В Ижевске МВД и КГБ находятся фактически в одном здании, построенные в разное время, они тем не менее составляют единый комплекс, занимая вместе со стадионом «Динамо» целый квартал. В МВД оно занимает более новую, восьмидесятых годов постройки высотку – меня промурыжили недолго. Пришли коллеги и перевели меня в здание КГБ. Впервые шел по динамовскому полю под контролем автоматчиков…

Генерала они, конечно, поднимать не стали, а на вопросы я отвечать отказался. Так и сидел в кабинете до утра, играл со следователем в гляделки – указаний насчет меня не было, а самостоятельно колоть он не осмеливался. В девятом часу открылась дверь, и в кабинет вошел Михаил Ефимович. Следователь поднялся, молча отдал честь и вышел.

– Что тут у нас…

– Кофе. Кофе будешь?

– Не откажусь…

Долгая и полная опасностей жизнь научила меня не доверять никому. Практически любая советская колония за рубежом, любой советнический коллектив – это змеиный клубок со своими интересами. Люди иногда за месяц получают больше, чем за год – как тут не быть змеиному клубку. Я не говорю про такие страны, как Афганистан или Ливия – со своими племенными, клановыми, партийными распрями и склоками. От врагов можно получить пулю, от своих – статус невыездного, и все к этому полагающееся. Избежать всего этого можно, только будучи очень и очень осторожным. Не верь, не бойся, не проси, думай, что говоришь, не доверяй никому и так далее. Не доверял я и Михаилу Ефимовичу – тем более в таких подозрительных обстоятельствах. Надо еще разобраться, что это за гаврики меня в подъезде поджидали…
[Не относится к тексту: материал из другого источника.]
Issue #4410, opened 2020-06-10
[Wallet Connect] Page improvements


andywalton:
**Description** 
This ticket improves the current WalletConnect page on the platform by adding more content to the page and changing the experience slightly to make it more usable.   

The current user flow:  
1. As a user I can navigate to our WalletConnect page.
2. This currently displays the WalletConnect modal automatically - which is good because you can simply scan the QR code and connect to the platform but bad because it's a modal automatically opening and the page behind it, you're unsure what content it's displaying.
3. If you close this modal, we show a page with very little information and an error. The user also sees this for the first time.

This ticket will focus on improving point 3. and making a change to point 2.

**Designs**
![Screenshot 2020-06-10 10.19.13.png](https://images.zenhubusercontent.com/5c5861910b133e639c2b7056/1359ad00-a08f-4a05-99ba-329477523f73)

You can view the screen designs in Zeplin here: https://zpl.io/angAmrv

See the designs for the relevant icon and components used (which should link through to the design system in Zeplin also).

**Tasks**
Please implement the following changes to the WalletConnect user flow:

- [x] As a user I can navigate to our WalletConnect page but the WalletConnect modal doesn't display immediately.

- [x] Instead, I now see a page that displays a little more information about connecting to Neufund using WalletConnect. The `Learn more` should open a link in a new tab to `https://walletconnect.org/`. 

The primary call to action `Connect using WalletConnect` should open the WalletConnect QR code modal we've already implimented.

- [x] The user can then scan a QR code using a WalletConnect compatible wallet to access the platform. If this modal is closed or there is an error, a user will then see the WalletConnect landing page but it with an error showing that asks them to retry as there was an issue connecting to their wallet.

- [x] While this feature is in beta, please link the `Customer Care` link to `https://support.neufund.org/support/tickets/new`

- [x] Take note of the responsive changes for our smallest mobile breakpoint (screens <=540px wide I think). See the mobile screen designs.

- [x] The header navbar should show both our `Log in` and `Get started` buttons.

**Technical requirements**
There are no technical changes other initiating the WalletConnect modal only on pressing the CTA visible on at the WalletConnect URL.

**Acceptance**
@glupiawymowka , as per the tasks.

PR #4424, opened 2020-06-15
#4410 walletConnect landing page redesign

AlexeyTuboltsev:


packages/web/intl/locales/en-en.json
```diff
@@ -1464,9 +1465,13 @@
   "voting.failed-to-load-proposal": "Failed to load proposal details.",
   "voting.unknown-proposal": "Unknown proposal.",
   "voting.unsupported-proposal-state": "Unsupported proposal state.",
+  "wallet-connect.beta-testing-message": "This feature is in beta testing. Please share your feedback with our  <a href={href} target=\"_blank\">Customer Care</a>.",
```
Moejoe90, line 1468: I'm not sure if its the best idea to put the full links here as we already have this as a react component

AlexeyTuboltsev: yeah I know about that component. The problem here is that you have to split the wording for it in multiple `FormattedMessages`, sometimes in a very awkward way, like this: "Please visit our "--"customer care"--" if you have problems".  And don't forget the white spaces around all of it

Even worse, if we ever will have another language, it's very likely that the word order will change. That means you can't split this in a way to be really cross-language, which kinda defeats the whole idea of having translations.

Moejoe90: but on the other hand you have maybe unsafe html in the translation file.
Its also very hard to keep track of what you have there. 

So you end up forgetting to add rel="noopener noreferrer for example which is the case now. btw

For safety please use `ExternalLink`

AlexeyTuboltsev: hm. once again, this makes it unusable as a translation.
done

AlexeyTuboltsev: done

andywalton:
@AlexeyTuboltsev @glupiawymowka @Moejoe90 

I have two small changes for this PR please:

1. Update the alert icon please. (Will send share with you @AlexeyTuboltsev)

2. Update the alert error text to: `An error occurred while communicating to your remote wallet. Please retry.`

Please also make sure the colour of the text is: `#FF5B5B`

Screenshot 2020-06-17 12 06 18

PR #4429, opened 2020-06-16
removes clearEmailServer from e2e tests

Moejoe90:
#p3


packages/shared-modules/src/tests/wrapperFetch.ts
```diff
@@ -7,5 +7,5 @@ export const wrappedFetch = async (input: RequestInfo, init?: RequestInit): Prom
     if (response.ok) {
       return response;
     }
-    throw new Error(response.statusText);
+    throw new Error(response.statusText + response.status);
```
AlexeyTuboltsev, line 10: could you wrap it into a string and add a separator, like `'${response.statusText}, status is ${response.status}'`, for the sake of readability?

Moejoe90: good idea

PR #4431, opened 2020-06-16
Fix memory leaks in unit tests

desfero:
**Technical notes**
Not really sure that the root cause of memory leaks on CI as it's quite a subtle leak with small memory overhead that's also get cleared out when the tests are finished.

Also, i did some changes to the eslint config to catch missing `await`s


packages/wallet/app/modules/eth/lib/EthSecureEnclave.spec.ts
```diff
@@ -17,6 +17,10 @@ import { getInternetCredentials } from "./__mocks__/react-native-keychain";
 import { isMnemonic } from "./utils";
 
 describe("EthSecureEnclave (with SecureStorage)", () => {
+  beforeEach(() => {
+    jest.useFakeTimers();
```
Moejoe90, line 21: was this the reason?

desfero: yeah, under the hood memory-cache npm plugin set's timeout in each test run when something get's put onto the cache. Tests run is completed but still, the timeout is there causing some leaks and slow down of tests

Кофе заваривался по-советски, то есть кипятильником. Но кофе есть кофе…

– Напугал ты нас. В Москве ЧП на контроле у Председателя.
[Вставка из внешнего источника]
Issue #4427, opened 2020-06-16
[Message signers] - new message signer broken for lightwallet


glupiawymowka:
**Description**
We started to improve and fix the message signers for all the wallets. While the message signers like email or recovery phrase access are styled well, the transactional ones, like ETH send, broke for light wallet. 

**env**
.io

**steps to reproduce**|
1. Register as a light wallet user 
2. Try the email change or recovery phrase modals, they should be styled correctly
3. Send some ETH to your light wallet account, so you can use it for transactions 
4. Try to send ETH from light wallet to another account

**Actual results**
- [x] All the transactional signers like nEUR redeem, investment, ETH send are misaligned
- [x] There is an unnecessary copy repetition in the second paragraph 
![image.png](https://images.zenhubusercontent.com/5ae1e2334b5806bc2bd0c3bb/513b68aa-cd4f-4210-9aad-a781de8f2fea) 

**Expected results**
- [x] Icon and the copy are centered
- [x] The second "please..." is deleted 
- [ ] The styling fits the non-transactional signers
![image](https://user-images.githubusercontent.com/18315589/84757136-0cb71f80-afc4-11ea-8668-d08127d113cb.png)

PR #4436, opened 2020-06-18
#4427 fix signer modal

AlexeyTuboltsev:


packages/web/app/components/modals/tx-sender/TxSender/TxSenderBody.tsx
```diff
@@ -39,10 +41,9 @@ const TxSenderBody: React.FunctionComponent<TxSenderProps> = ({
 
     case ETxSenderState.ACCESSING_WALLET:
       return (
-        <AccessWallet
-          title={<FormattedMessage id="modals.tx-sender.confirm-title" />}
-          message={<FormattedMessage id="modals.tx-sender.confirm-description" />}
-        />
+        <div className={styles.accessWalletWrapper}>
```
Moejoe90, line 44: do you need `styles.accessWalletWrapper` here and in `AccessWallet.tsx` ?

packages/web/app/components/shared/hooks/useLogger.ts
```diff
@@ -8,7 +8,7 @@ const useLogger = () => {
   const container = React.useContext(ContainerContext);
 
   // For storybook return noop logger as container is not connected with stories
-  if (process.env.STORYBOOK_RUN === "1") {
+  if (process.env.STORYBOOK_RUN === "1" || process.env.NODE_ENV === "development") {
```
Moejoe90, line 11: why did you disable this during development?

packages/web/app/components/modals/tx-sender/TxSender/TxSenderBody.tsx
AlexeyTuboltsev: yeah. This is a workaround necessary because we have two modals now - an old one with a yellow line on the top, and the new one with rounded corners. I need to make the content look good in both, so I decided to do it in a unified way. This wrapper can be removed once we have a single modal on the platform

packages/web/app/components/shared/hooks/useLogger.ts
AlexeyTuboltsev: we need to be able to run storybook during dev too and we don't need logger at this time.

packages/web/app/modules/access-wallet/reducer.ts
```diff
@@ -31,10 +31,7 @@ export const accessWalletReducer: AppReducer<ISignMessageModalState> = (
         inputLabel: action.payload.inputLabel,
       };
     case actions.accessWallet.hideAccessWalletModal.getType():
-      return {
-        ...state,
-        isModalOpen: false,
```
Moejoe90, line 36: :scream:

PR #4438, opened 2020-06-22
Refactor logger interface

desfero:
**Technical notes**
- `verbose` level was removed in favor of using `debug` 
- debug/info/warn/error method arguments were normalized 

The main reason for a change was to catch invalid logs during compile time as for e.g.:
`logger.error('Error while trying to delete nominee request with nominee id ${nomineeId}');` is now valid as sentry requires `Error` object to capture properly exception.


packages/shared-modules/src/modules/core/lib/logger/ILogger.ts
```diff
@@ -1,14 +1,13 @@
...
-  info(...args: LogArg[]): void;
-  verbose(...args: LogArg[]): void;
-  debug(...args: LogArg[]): void;
-  warn(...args: ErrorArgs[]): void;
-  error(...args: ErrorArgs[]): void;
-  fatal(message: string, error: Error, data?: object): void;
+  info(message: string, data?: object): void;
+  debug(message: string, data?: object): void;
+  warn(message: string, data?: object): void;
+  error(error: Error, message?: string, data?: object): void;
```
Moejoe90, line 9: :+1:

PR #12, opened 2020-04-03
Add Linux udev support, to correctly select the port meadow is attached to.

logicethos:
This will query udev, for idVendor 2e6a  (Wilderness Labs) on Linux Platforms.
libusb on it's own, doesn't provide the path.


logicethos:
MeadowSerialDevice makes use of Serial and Socket which are both IDisposable

I have made MeadowSerialDevice IDisposable as well, to make sure resources are cleanly disposed of.

I have made both Serial and Socket private, which will result in some breaking changes.
To fix these, I have added:
IsConnected
CloseConnection
SendData

I have fixed these in the VS Mac plugin, which will be in a separate pull request.

logicethos:
Main MeadowUsbDevice changes:

Boot mode detection.
await AwaitRemovedDevice - wait for meadow to disconnect (reset/boot/unplugged)
await AwaitAddedDevice -  wait for meadow to become accessible

PR #42, opened 2020-12-19
Multiple write delete file

dgr1992:
Let me know if this change is okay. If so I will update the documentation so it matches with the new WriteFile and DeleteFile

### DIFF
--- a/Meadow.CLI/Program.cs
+++ b/Meadow.CLI/Program.cs
@@ -18,7 +18,7 @@ namespace MeadowCLI
 {
     class Program
     {
-        
+
         [Flags]
         enum CompletionBehavior
         {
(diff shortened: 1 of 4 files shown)


Meadow.CLI/Program.cs
```diff
@@ -153,168 +153,197 @@ static async Task<CompletionBehavior> ProcessHcom(Options options)
...
-                  }
-                  else
-                  {
-                      if (string.IsNullOrEmpty(options.TargetFileName))
-                      {
+                if (options.WriteFile.Any<string>())
+                {
+                    string[] parameters = options.WriteFile.ToArray<string>();
+
+                    string[] files = parameters[0].Split(',');
```
lamebrain, line 160: Consider adding `StringSplitOptions.RemoveEmptyEntries | StringSplitOptions.TrimEntries` option to handle white space and and trailing commas.

PR #47, opened 2021-01-02
cli auth login (win only)

lamebrain:
* prepare PKCE auth login url
* open browser to prompt for creds
* spin up HttpListener to receive callback
* authorize callback and get token
* save refresh token in cred store

_Still need to add cred store for OSX and linux_

### DIFF
--- a/Meadow.CLI.Core/Identity/IdentityManager.cs
+++ b/Meadow.CLI.Core/Identity/IdentityManager.cs
@@ -97,6 +97,11 @@ namespace Meadow.CLI.Core.Auth
             {
                 throw new NotSupportedException();
             }
+            else
+            {
+                Console.WriteLine("Unsupported OS detected.");
+                throw new NotSupportedException();
+            }
 
             if (!string.IsNullOrEmpty(refreshToken))
             {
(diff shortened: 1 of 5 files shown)


Meadow.CLI.Core/Identity/IdentityManager.cs
```diff
@@ -0,0 +1,226 @@
...
+            }
+            else if (RuntimeInformation.IsOSPlatform(OSPlatform.Linux))
+            {
+                throw new NotSupportedException();
+            }
+            else if (RuntimeInformation.IsOSPlatform(OSPlatform.OSX))
+            {
+                throw new NotSupportedException();
+            }
+
```
Peter-Moody, line 100: Even though there are only 3 OSPlatform options (I assume), it makes me wonder whenever I see `else if` ladder and no terminal `else`.

Peter-Moody (approved):
Merge away!

Meadow.CLI.Core/Identity/IdentityManager.cs
lamebrain: Yeah, I'll add the else

PR #84, opened 2021-07-18
Use downloaded BCL to override a project's local assemblies.

alexischr:
For all libraries in our downloaded BCL bundle, choose to deploy those to Meadow overriding any other assembly binaries in nugets and the bin/ directory


adrianstevens:
@alexischr do you have time to merge/rebase to the latest develop branch? looks like your branch is a few commits behind

alexischr:
@adrianstevens Done but the filename variable semantics of WriteFileAsync have changed so more so than before this could use testing/a review

adrianstevens:
I read through the PR and this all looks great. As I mentioned in #Slack, I think we should setup the CLI to also download the BCLs and check for updates so we're not relying on the end-user to call `meadow download os`.

adrianstevens (approved):

Issue #95, opened 2021-10-08
Incorrect serial port detected


HakanL:
On my Lenovo Carbon X1 machine I have a serial port named `Intel(R) Active Management Technology - SOL (COM3)`
and when the code in `GetMeadowSerialPortsForWindows` executes the powershell script to get the serial ports, it outputs this data:
```
Port: USB Serial Device (COM5), Name: Meadow F7 Micro, DeviceID: USB\VID_2E6A&PID_0001\335C336B3036
Port: Intel(R) Active Management Technology - SOL (COM3), Name: PCI Serial Port, DeviceID: PCI\VEN_8086&DEV_A0E3&SUBSYS_22D517AA&REV_20\3&11583659&1&B3
```

The problem is that `Intel(R)` gets detected as a serial port, and then fails to open.

adrianstevens:
Merged and published - closing issue

PR #98, opened 2021-10-08
Update MeadowDeviceManager.cs to only detect serial ports starting with COM

HakanL:
Proposed fix/workaround for https://github.com/WildernessLabs/Meadow.CLI/issues/95


CartBlanche:
@nitz Do you have any objections to closing this PR?

nitz:
Nope; this should be peachy with the WMI queries! :)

– Не знаешь, откуда гости?

Я пожал плечами.

– Бандиты.

– Да нет, не бандиты. И вооружение у них не бандитское. Два «АКМС», один пистолет «ТТ». Совсем не бандитское…

– Я их даже не видел.

– Да понятное дело…

Янкель начал разливать кипяток по чашкам.

– Саш, вопрос – зачем они приходили? Танцуем от этого.

– Понятия не имею.

– Точно не имеешь?

– Саш, я в Афгане тоже советничал, было дело. И что такое шурави-контроль[32] знаю. Если вы что-то взяли…

– Михаил Ефимович, а где именно взяли?

– А что – есть разница?

– Просто интересно.

– Интерес никогда не бывает простым, Саша.

– Хорошо, тогда так. Допустим, мы действительно что-то взяли. Допустим.

Михаил Ефимович внимательно слушал. От обычного офицерского дубья он отличался тем, что умел думать и заставлял думать других. И конечно, высказывать свои мысли. В Советской армии всегда было так, что инициатива имела своего инициатора. Но Михаил Ефимович всегда поощрял даже некое вольнодумство.

– Допустим, теперь это у нас. Сколько мы взяли… ну, не важно сколько. А теперь скажите – что же мы такое могли взять, что это оправдывало бы организацию нападения на меня в СССР. Вы представляете уровень операции.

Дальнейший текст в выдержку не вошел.